DATA FOR THIS TASK =>
PR #12750, opened 2025-06-27
prevent merging into supertype field policies

### LINKED ISSUE #12749: For `typePolicies` super-type field policy will be overriden by child type field policy
### Issue Description

When using `InMemoryCache` with `typePolicies` and `possibleTypes`, if field policies with same field name are defined in both super-type and child type, super-type field policy will be overriden by child field policy.

### Link to Reproduction

https://github.com/jet2jet/react-apollo-error-type-policies

### Reproduction Steps

When `npm run start` and open http://localhost:3000, All 'Person name' data are capitalized (capitalization is defined for 'Address name' field policy, not for 'All__' field policy)

### `@apollo/client` version

3.11.4

phryneas:
Fixes #12749

### DIFF
--- a/.size-limits.json
+++ b/.size-limits.json
@@ -1,4 +1,4 @@
 {
-  "dist/apollo-client.min.cjs": 42661,
-  "import { ApolloClient, InMemoryCache, HttpLink } from \"@apollo/client\" (production)": 34714
+  "dist/apollo-client.min.cjs": 42669,
+  "import { ApolloClient, InMemoryCache, HttpLink } from \"@apollo/client\" (production)": 34723
 }


src/cache/inmemory/policies.ts
```diff
@@ -632,21 +653,10 @@ export class Policies {
 
   private getFieldPolicy(
     typename: string | undefined,
-    fieldName: string,
-    createIfMissing: boolean
```
phryneas, line 636: `createIfMissing: true` was only passed in once, and with these changes it made more sense to solve this a different way, so I inlined that case there and modified it a bit.

.size-limits.json
```diff
@@ -1,4 +1,3 @@
 {
-  "dist/apollo-client.min.cjs": 42398,
-  "import { ApolloClient, InMemoryCache, HttpLink } from \"@apollo/client\" (production)": 34595
```
jerelmiller: Was this line removed by accident?

jerelmiller (approved):
💯

PR #12758, opened 2025-07-02
fix docs build

phryneas:
This fixes the `docmodel` step, which should in turn fix the docs build 🤞


phryneas:
Looks like this PR won't trigger a docs build, so I have no good way of testing it. It runs locally, so I'll get this merged to see if it fixes later builds.

PR #12759, opened 2025-07-03
ObservableQuery documentation updates

phryneas:
Starting with these as they probably will cause the most required changes over in the docs base repo.


docs/shared/ApiDoc/Context.js
```diff
@@ -1,6 +0,0 @@
-import { useMDXComponents } from "@mdx-js/react";
```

THE TASK => Look for the word "changes" throughout the material above and copy every line that has it.

TASK RESULT =>
phryneas, line 636: `createIfMissing: true` was only passed in once, and with these changes it made more sense to solve this a different way, so I inlined that case there and modified it a bit.
Starting with these as they probably will cause the most required changes over in the docs base repo.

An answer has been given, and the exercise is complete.